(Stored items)
::::::::

PR #152, opened 2020-09-26
Custom options test

adriangb:
@nat-n concrete example from slack discussion


src/betterproto/plugin/main.py
```diff
@@ -13,6 +13,7 @@ def main():
     data = sys.stdin.buffer.read()
 
     # Parse request
+    # import extension_pb2
```
adriangb, line 16: If you uncomment this, you get:

```console
Generated output for 'custom_options'
[extension] {
  max_size: 40
}
```

When running `python -m tests.generate -v`. Otherwise you don't (because protoc does not pick up the custom options)

nat-n:
I pushed another commit that demonstrates reading a custom option by using betterproto classes to load the protoc message (instead of relying on the classes generated by the default plugin). A few additional steps would be required for a full solution.

Running `poe generate -v custom_options` should output a dump of the CodeGeneratorRequest in which you can find `MyOptions(max_size=40)`.

It's a bit hacky, and broken besides that, but I think this general approach is ideal going forward.

src/betterproto/__init__.py
```diff
@@ -802,7 +803,12 @@ def _postprocess_single(
                 elif meta.wraps:
                     # This is a Google wrapper value message around a single
                     # scalar type.
-                    value = _get_wrapper(meta.wraps)().parse(value).value
+                    wrapper = _get_wrapper(meta.wraps)().parse(value)
+                    if meta.wraps == "enum":
```
Gobot1234, line 807: Shouldn't this use TYPE_ENUM?

nat-n: yea, that would make sense. Feel free to make commits on top of this one if it's useful to do so.

Gobot1234: I do not have the brains for that lol.

adriangb:
I took a first look at this @nat-n 

It looks like you created the backend to store the custom options, right?

Regarding the monkey patching, it can probably be made easier by making a factory-function like `factory_function(raw_object: whatever_we_load) -> MyOptions` classes.

I'm more concerned about being able to parse out the custom-options from the `CodeGeneratorRequest` object.
 - Do you think we'll be able to pick these out easily? Will we be getting entire files or messages?
 - Do we need to worry about mixed files (i.e. have extension messages but also normal messages, which themselves could depend on other extensions)?
 - Other strange situations?
I'll try to take a stab at this sometime next week, but I'll be diving into `CodeGeneratorRequest` for the first time really, so let me know if you have any ideas.

I'm also not sure what you mean by:
```
    - monkey patching FieldOptions:
        e.g. FieldOptions.__init__ = ...
             FieldOptions.__dataclass_fields__['extension'] = field(...)
             FieldOptions.__annotations__['extension'] = MyOptions
```

src/betterproto/plugin/main.py
```diff
@@ -12,16 +14,19 @@ def main():
...
+    # TODO: scan request to find Option extensions,
+    #       and if found then monkey patch the relevant messages and parse data again
 
     dump_file = os.getenv("BETTERPROTO_DUMP")
     if dump_file:
         dump_request(dump_file, request)
 
     # Create response
-    response = plugin.CodeGeneratorResponse()
+    response = CodeGeneratorResponse()
```
adriangb, line 29: @nat-n I'm inspecting the `response` option here with line 775 of `src/betterproto/lib/google/protobuf/__init__.py` commented out, and I'm seeing:
`request.proto_file` -> 3 files, first one is google types, second is `extension.proto` and 3rd is `double.proto`.
`request.proto_file[2].message_type[0].field[0]` -> this is the `email` field
```
FieldDescriptorProto(name='email', number=3, label=1, type=9, type_name='', extendee='', default_value='', oneof_index=0, json_name='email', options=FieldOptions(ctype=0, packed=False, jstype=0, lazy=False, deprecated=False, weak=False, uninterpreted_option=[]))
```

I unfortunately do not see any information in `FieldOptions` that would suggest that we need to monkey-patch it with the extension reference. My understanding is we would have to have some indication (via the `uninterpreted_option` or something) that we need to monkey patch the extension.

And how would this monkey patching take place? Are we doing:
```python3
request = CodeGeneratorRequest().parse(data)
# somehow figure out that request.proto_file[2].message_type[0].field[0] requires a monkey patch
extension = generate_extenion_dataclass(request.proto_file[1].message_type[0])  # assuming this encapsulates 
request.proto_file[2].message_type[0].field[0].options.load_extension(extension)  # assuming load_extension calls self.__dataclass_fields__...
# and now go through a bytes -> parse loop?
data = bytes(request)
request = CodeGeneratorRequest().parse(data) 
```

nat-n:
> It looks like you created the backend to store the custom options, right?

You mean creating `betterproto.lib.google.protobuf.compiler`? Yup I ran betterproto on [this proto file](https://github.com/protocolbuffers/protobuf/blob/master/src/google/protobuf/compiler/plugin.proto) and made some tweaks for the PoC. Not 100% sure it's the correct approach since it appears to miss some details about enums but that doesn't matter for this specific case.

> Regarding the monkey patching, it can probably be made easier by making a factory-function like `factory_function(raw_object: whatever_we_load) -> MyOptions` classes.

Yes, encapsulating programatic creation of classes referenced by the extension (not really any monkey patching involved at this point) with something like that would make sense.

> I'm more concerned about being able to parse out the custom-options from the `CodeGeneratorRequest` object.
> 
> * Do you think we'll be able to pick these out easily? Will we be getting entire files or messages?
> * Do we need to worry about mixed files (i.e. have extension messages but also normal messages, which themselves could depend on other extensions)?
> * Other strange situations?
>   I'll try to take a stab at this sometime next week, but I'll be diving into `CodeGeneratorRequest` for the first time really, so let me know if you have any ideas.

::::::::

Aim of the exercise =>
All of the data above should be reproduced exactly, with nothing missing.

Solution to this exercise =>
PR #152, opened 2020-09-26
Custom options test

adriangb:
@nat-n concrete example from slack discussion


src/betterproto/plugin/main.py
```diff
@@ -13,6 +13,7 @@ def main():
     data = sys.stdin.buffer.read()
 
     # Parse request
+    # import extension_pb2
```
adriangb, line 16: If you uncomment this, you get:

```console
Generated output for 'custom_options'
[extension] {
  max_size: 40
}
```

When running `python -m tests.generate -v`. Otherwise you don't (because protoc does not pick up the custom options)

nat-n:
I pushed another commit that demonstrates reading a custom option by using betterproto classes to load the protoc message (instead of relying on the classes generated by the default plugin). A few additional steps would be required for a full solution.

Running `poe generate -v custom_options` should output a dump of the CodeGeneratorRequest in which you can find `MyOptions(max_size=40)`.

It's a bit hacky, and broken besides that, but I think this general approach is ideal going forward.

src/betterproto/__init__.py
```diff
@@ -802,7 +803,12 @@ def _postprocess_single(
                 elif meta.wraps:
                     # This is a Google wrapper value message around a single
                     # scalar type.
-                    value = _get_wrapper(meta.wraps)().parse(value).value
+                    wrapper = _get_wrapper(meta.wraps)().parse(value)
+                    if meta.wraps == "enum":
```
Gobot1234, line 807: Shouldn't this use TYPE_ENUM?

nat-n: yea, that would make sense. Feel free to make commits on top of this one if it's useful to do so.

Gobot1234: I do not have the brains for that lol.

adriangb:
I took a first look at this @nat-n 

It looks like you created the backend to store the custom options, right?

Regarding the monkey patching, it can probably be made easier by making a factory-function like `factory_function(raw_object: whatever_we_load) -> MyOptions` classes.

I'm more concerned about being able to parse out the custom-options from the `CodeGeneratorRequest` object.
 - Do you think we'll be able to pick these out easily? Will we be getting entire files or messages?
 - Do we need to worry about mixed files (i.e. have extension messages but also normal messages, which themselves could depend on other extensions)?
 - Other strange situations?
I'll try to take a stab at this sometime next week, but I'll be diving into `CodeGeneratorRequest` for the first time really, so let me know if you have any ideas.

I'm also not sure what you mean by:
```
    - monkey patching FieldOptions:
        e.g. FieldOptions.__init__ = ...
             FieldOptions.__dataclass_fields__['extension'] = field(...)
             FieldOptions.__annotations__['extension'] = MyOptions
```

src/betterproto/plugin/main.py
```diff
@@ -12,16 +14,19 @@ def main():
...
+    # TODO: scan request to find Option extensions,
+    #       and if found then monkey patch the relevant messages and parse data again
 
     dump_file = os.getenv("BETTERPROTO_DUMP")
     if dump_file:
         dump_request(dump_file, request)
 
     # Create response
-    response = plugin.CodeGeneratorResponse()
+    response = CodeGeneratorResponse()
```
adriangb, line 29: @nat-n I'm inspecting the `response` option here with line 775 of `src/betterproto/lib/google/protobuf/__init__.py` commented out, and I'm seeing:
`request.proto_file` -> 3 files, first one is google types, second is `extension.proto` and 3rd is `double.proto`.
`request.proto_file[2].message_type[0].field[0]` -> this is the `email` field
```
FieldDescriptorProto(name='email', number=3, label=1, type=9, type_name='', extendee='', default_value='', oneof_index=0, json_name='email', options=FieldOptions(ctype=0, packed=False, jstype=0, lazy=False, deprecated=False, weak=False, uninterpreted_option=[]))
```

I unfortunately do not see any information in `FieldOptions` that would suggest that we need to monkey-patch it with the extension reference. My understanding is we would have to have some indication (via the `uninterpreted_option` or something) that we need to monkey patch the extension.

And how would this monkey patching take place? Are we doing:
```python3
request = CodeGeneratorRequest().parse(data)
# somehow figure out that request.proto_file[2].message_type[0].field[0] requires a monkey patch
extension = generate_extenion_dataclass(request.proto_file[1].message_type[0])  # assuming this encapsulates 
request.proto_file[2].message_type[0].field[0].options.load_extension(extension)  # assuming load_extension calls self.__dataclass_fields__...
# and now go through a bytes -> parse loop?
data = bytes(request)
request = CodeGeneratorRequest().parse(data) 
```

nat-n:
> It looks like you created the backend to store the custom options, right?

You mean creating `betterproto.lib.google.protobuf.compiler`? Yup I ran betterproto on [this proto file](https://github.com/protocolbuffers/protobuf/blob/master/src/google/protobuf/compiler/plugin.proto) and made some tweaks for the PoC. Not 100% sure it's the correct approach since it appears to miss some details about enums but that doesn't matter for this specific case.

> Regarding the monkey patching, it can probably be made easier by making a factory-function like `factory_function(raw_object: whatever_we_load) -> MyOptions` classes.

Yes, encapsulating programatic creation of classes referenced by the extension (not really any monkey patching involved at this point) with something like that would make sense.

> I'm more concerned about being able to parse out the custom-options from the `CodeGeneratorRequest` object.
> 
> * Do you think we'll be able to pick these out easily? Will we be getting entire files or messages?
> * Do we need to worry about mixed files (i.e. have extension messages but also normal messages, which themselves could depend on other extensions)?
> * Other strange situations?
>   I'll try to take a stab at this sometime next week, but I'll be diving into `CodeGeneratorRequest` for the first time really, so let me know if you have any ideas.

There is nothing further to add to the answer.